The moving assembly (57) comprises:

The movable frame (571) is installed at the top end of the movable barrel (55), the movable barrel (55) is rotationally connected with the movable frame (571), a first bevel gear (572) is installed on the outer side of the top end of the driving rod (52), a first fixing frame (573) is installed on the inner side top end of the cladding tank (2), a rotating rod (574) is installed on the first fixing frame (573), a second bevel gear (575) is installed at one end of the rotating rod (574), the first bevel gear (572) is in meshed connection with the second bevel gear (575), a second fixing frame (576) is arranged on the side face of the first fixing frame (573), rotating teeth (577) are installed on the second fixing frame (576) and are rotationally connected with the second fixing frame (576), the rotating teeth (577) are in matched connection with the rotating rod (574), and a connecting component (58) is installed between the rotating teeth (577) and the movable frame (571) and is used for driving the movable frame (571) to move vertically when the rotating teeth (577) rotate;

the connection assembly (58) includes:

The rotating frame (581) is arranged at the edge of one side of the rotating tooth (577), hinge bases (582) are arranged at two ends of the moving frame (571), a connecting rod (583) is arranged between the rotating frame (581) and the hinge bases (582), and two ends of the connecting rod (583) are rotationally connected with the rotating frame (581) and the hinge bases (582);

The sliding bar (12) is arranged on the outer wall of the driving rod (52), the sliding groove (13) is arranged on the inner wall of the moving cylinder (55), the sliding bar (12) is connected with the sliding groove (13) in a concave-convex mode, and the sliding bar (12) and the sliding groove (13) are vertical and are used for enabling the driving rod (52) to drive the moving cylinder (55) to rotate.

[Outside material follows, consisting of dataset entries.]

PR #2682, opened 2026-07-15
Enable standalone Config v2 runtime loading

### LINKED ISSUE #2535: Enable Config v2 standalone runtime loading
The Config v2 parser and conversion implementation currently remain internal and are not used by normal OBI startup. Config v2 cannot become public until the standalone `obi` command can identify, validate, and load it safely.

This issue implements the release-gated standalone runtime portion of #2251. It must ship in the same release as the Config v2 CLI, Collector receiver Config v2 support, and the published Config v2 documentation and artifacts.

## Scope

- Detect Config v2 during normal standalone OBI startup.
- Parse and validate the Config v2 document using the internal Config v2 schema package.
- Convert the Config v2 document into the runtime configuration using the internal conversion package.
- Fall back to v1 loading only when version detection returns an explicit not-Config-v2 result.
- Preserve existing v1 configuration behavior.
- Surface malformed or unsupported Config v2 as a startup error rather than retrying it as v1.
- Ensure standalone-only Config v2 sections are accepted in standalone mode.

## Required behavior

- A valid Config v2 document starts OBI with the expected runtime configuration.
- Existing v1 files continue to load through the existing path.
- A malformed Config v2 document cannot silently fall back to v1.
- An unsupported Config v2 version produces an actionable error.
- Defaulting is applied exactly once and omitted fields preserve the documented defaults.
- Configuration logging and diagnostics identify the selected configuration version without exposing sensitive values.

## Tests

- End-to-end startup test with a representative Config v2 file.
- Existing v1 configuration regression test.
- Explicit not-v2 fallback test.
- Malformed-v2 no-fallback test.
- Unsupported-version test.
- Tests for standalone-only sections.
- Default-preservation tests.

## Acceptance criteria

- [ ] Standalone OBI starts successfully from a supported Config v2 document.
- [ ] Existing v1 configuration remains supported.
- [ ] Fallback to v1 occurs only for an explicit not-v2 result.
- [ ] Malformed and unsupported Config v2 fails with an actionable startup error.
- [ ] Runtime behavior is covered by end-to-end tests.
- [ ] The feature is enabled only as part of the complete Config v2 public release gate.

## Related

- #2251
- #1758

MrAlias:
## Summary

- detect Config v2 during standalone OBI startup and convert the full declarative document through the internal schema and runtime conversion packages
- fall back to the legacy v1 loader only when v2 detection returns an explicit `NotV2Error`, while preserving the original input for v1 environment handling and defaults
- reject malformed and unsupported v2 documents without attempting v1 parsing, and emit a version-only startup diagnostic after logging is configured
- cover representative standalone sections, top-level document conversion, v1 compatibility, environment substitution, defaults, and v2 failure modes

## Why

Standalone OBI currently routes every configuration document through the legacy v1 loader. That prevents valid v2 documents from reaching the existing schema and conversion path, and an unconditional fallback could hide invalid v2 configuration by interpreting it as v1.

This change makes version detection authoritative: valid v2 documents use the complete v2 conversion path, explicit non-v2 input retains the established v1 behavior, and recognized but invalid v2 input fails startup with its v2 diagnostic.

## Runtime impact

Existing v1 configuration remains supported, including legacy environment-variable precedence and escaping. V2 defaulting and environment substitution run once, standalone-only sections are accepted, and startup logs identify only the selected configuration version without printing configuration values.

## Verification

- `go test -race ./cmd/obi ./internal/config/schema ./internal/config/convert`
- `go vet ./cmd/obi`
- `golangci-lint run ./cmd/obi --timeout=6m`
- `make license-header-check`
- `make compile`

This is part of the Config v2 release gate and should ship together with the Collector receiver work, migration documentation, and published v2 artifacts tracked from #2251.

Closes #2535


MrAlias:
Blocked by https://github.com/open-telemetry/opentelemetry-ebpf-instrumentation/pull/2700

internal/config/convert/import_document.go
```diff
@@ -238,142 +354,342 @@ func parentBasedSamplerConfig(sampler *otelconfx.ParentBasedSampler) (services.S
...
+}
+
+func httpProtocol(
+	encoding *otelconfx.OTLPHttpEncoding,
+	path string,
+) (otelcfg.Protocol, error) {
+	if encoding == nil || *encoding == otelconfx.OTLPHttpEncodingProtobuf {
+		return otelcfg.ProtocolHTTPProtobuf, nil
+	}
+	if *encoding == otelconfx.OTLPHttpEncodingJson {
```
grcevski, line 644: I think this may not work, since we rely on the env variable to be picked up by the OTel exporters, we don't explicitly set the protocol in traces.go and exporter.go.

internal/config/convert/import_document.go
```diff
@@ -238,142 +354,342 @@ func parentBasedSamplerConfig(sampler *otelconfx.ParentBasedSampler) (services.S
...
+}
+
+func headerInjector[T ~*string](
+	headers []otelconfx.NameStringValuePair,
+	headersList T,
+	path string,
+) (func(map[string]string), error) {
+	values := map[string]string{}
+	if headersList != nil {
+		if err := parseKeyValueList(*headersList, values); err != nil {
```
grcevski: I think we should use the code from OTel conf, our parseKeyValueList can't handle the headers properly I think.

```
		// Parsing follows https://github.com/open-telemetry/opentelemetry-configuration/blob/568e5080816d40d75792eb754fc96bde09654159/schema/type_descriptions.yaml#L584.
		headerslist, err := baggage.Parse(*headersList)
```

grcevski (commented):
Looks great generally, I left a few comments/questions.

internal/config/convert/import_document.go
MrAlias: The conversion assigns the runtime protocol directly for both signal paths: `TracesProtocol` is set for OTLP/gRPC and OTLP/HTTP, and `MetricsProtocol` is set the same way. `TestDocumentToRuntimeImportsOTLPHTTPExporters` covers JSON traces and protobuf metrics, while the default exporter test covers gRPC, so this path does not rely on the exporter environment lookup.

internal/config/convert/import_document.go
MrAlias: Done in 724ed1d3. Declarative `headers_list` now uses `baggage.Parse`; the exporter test covers percent-decoding (`trace%20list`) and explicit-header precedence, and `TestDocumentToRuntimeRejectsInvalidOTLPHeadersList` covers invalid syntax.

grcevski (commented):
LGTM!

This looks good to me now. When I did a secondary pass over the code I noticed stuff I hadn't from prior changes, up to you if you want to maybe fix them here or follow-up.

- `import.go` around line 2007, does it make sense to check for nullness of the things we dereference like the TraceID?
- `import.go` line 1040 should we check for channels.BufferLen >= 0?

grcevski (approved):

PR #2683, opened 2026-07-15
Fix Go Kafka Sarama nil promise issue

grcevski:
## Summary

While testing the OpenTelemetry Demo checkout service, I noticed that the Kafka publish messages were missing. Essentially, they use Go Kafka Sarama with async, but they don't provide a callback. Therefore the promise that is supposed to get called when the publish event is successfully sent is NULL and we never see the callback.

I also fixed another issue. The correlation_id that was used as a key before is not sufficient, the id is unique per kafka stream, but there could be multiple streams. Now I use the promise address which will be unique, and in the case where the client doesn't care about the event being sent we complete the event without waiting for the result to come back in.

I added an integration test based on the OTel demo checkout service. I don't think this scenario is common, but nonetheless we should handle it.

## Validation


bpf/gotracer/go_sarama.c
```diff
@@ -15,6 +15,7 @@
 
 //go:build obi_bpf_ignore
 
+#include "maps/incoming_trace_map.h"
```
mmat11:
```suggestion
#include <maps/incoming_trace_map.h>
```

bpf/gotracer/go_sarama.c
```diff
@@ -115,12 +122,28 @@ int obi_uprobe_sarama_broker_write(struct pt_regs *ctx) {
...
+            // if there's no callback we report the event right away, there's no
+            // easy way to correlate with the response
+            if (!invocation->promise) {
+                req.end_monotime_ns = bpf_ktime_get_ns();
+                kafka_client_req_t *trace =
+                    bpf_ringbuf_reserve(&events, sizeof(kafka_client_req_t), 0);
+                if (trace) {
+                    bpf_dbg_printk("Sending kafka client go trace");
+
+                    __builtin_memcpy(trace, &req, sizeof(kafka_client_req_t));
```
mmat11: nit: use `bpf_memcpy`

bpf/gotracer/go_sarama.c
mmat11: also this seems to be unused?

mmat11 (approved):
left a couple nits, lgtm

bpf/gotracer/go_sarama.c
```diff
@@ -32,24 +33,30 @@ int obi_uprobe_sarama_sendInternal(struct pt_regs *ctx) {
...
     if (b_ptr) {
-        bpf_probe_read(&correlation_id,
+        bpf_probe_read(&event.correlation_id,
                        sizeof(u32),
                        b_ptr + go_offset_of(ot, (go_offset){.v = _sarama_broker_corr_id_pos}));
     }
 
-    if (correlation_id) {
-        bpf_dbg_printk("correlation_id=%d", correlation_id);
+    if (event.correlation_id) {
```
MrAlias: non-blocking: Now that `kafka_requests` is keyed by the promise address, do we still need to gate tracking on `correlation_id`? Sarama can legitimately assign zero to the first request when `ApiVersionsRequest` is disabled, so this preserves the existing first-request drop even though the ID is no longer used for matching.

I think we can remove the correlation-ID read and both guards, relying on the promise pointer for response correlation and `if (p)` for nil protection. This can also be a follow-up if we want to keep this change scoped.

MrAlias (approved):
Looks good.

mariomac (approved):
Looks great!

PR #2684, opened 2026-07-15
Produce mqtt events only if they are valid

grcevski:
## Summary

SSL traffic can accidentally create false positives for MQTT events making ghost MQTT packets. We now consider MQTT only when we have parsed something more than the prefix. e.g. clientID or topic must be valid.

## Validation


pkg/ebpf/common/mqtt_detect_transform_test.go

2. The carbon cladding apparatus of a sodium ion battery cathode material according to claim 1, wherein the purification assembly (8) comprises:

the purifying tank (81) is positioned on the side face of the coating tank (2) and is fixedly arranged on the support (1), a liquid storage tank (82) is arranged on the inner side of the purifying tank (81), a fan (83) is arranged at the top end of the liquid storage tank (82), a first connecting pipe (84) is arranged at the air inlet end of the fan (83), the first connecting pipe (84) is connected with an exhaust hole (7) on the coating tank (2), a second connecting pipe (85) is arranged at the air outlet end of the fan (83), the second connecting pipe (85) stretches into the inner side of the liquid storage tank (82), a conveying pipe (86) is arranged at the bottom end of the second connecting pipe (85), a conveying pipe (86) is connected with the second connecting pipe (85) in a rotating mode, a plurality of first spray heads (88) are arranged at one side of the conveying pipe (86), and are circumferentially distributed on the outer side of the bottom end of the conveying pipe (86); an exhaust frame (89) is further arranged at the top end of the liquid storage tank (82), and a filter screen (80) is arranged on the inner side of the exhaust frame (89).

3. The carbon cladding apparatus of a sodium ion battery cathode material according to claim 2, wherein the air intake assembly (9) comprises:

The air inlet pipe (91) is installed in the middle of the bottom end of the fixing plate (53), a second spray head (92) is installed on the side face of the top end of the air inlet pipe (91), the bottom end of the air inlet pipe (91) extends out of the coating tank (2) and is provided with a third connecting pipe (93), the air inlet pipe (91) is rotationally connected with the third connecting pipe (93) and the coating tank (2), an air storage tank (94) is installed on the support (1), and the air storage tank (94) is connected with the third connecting pipe (93).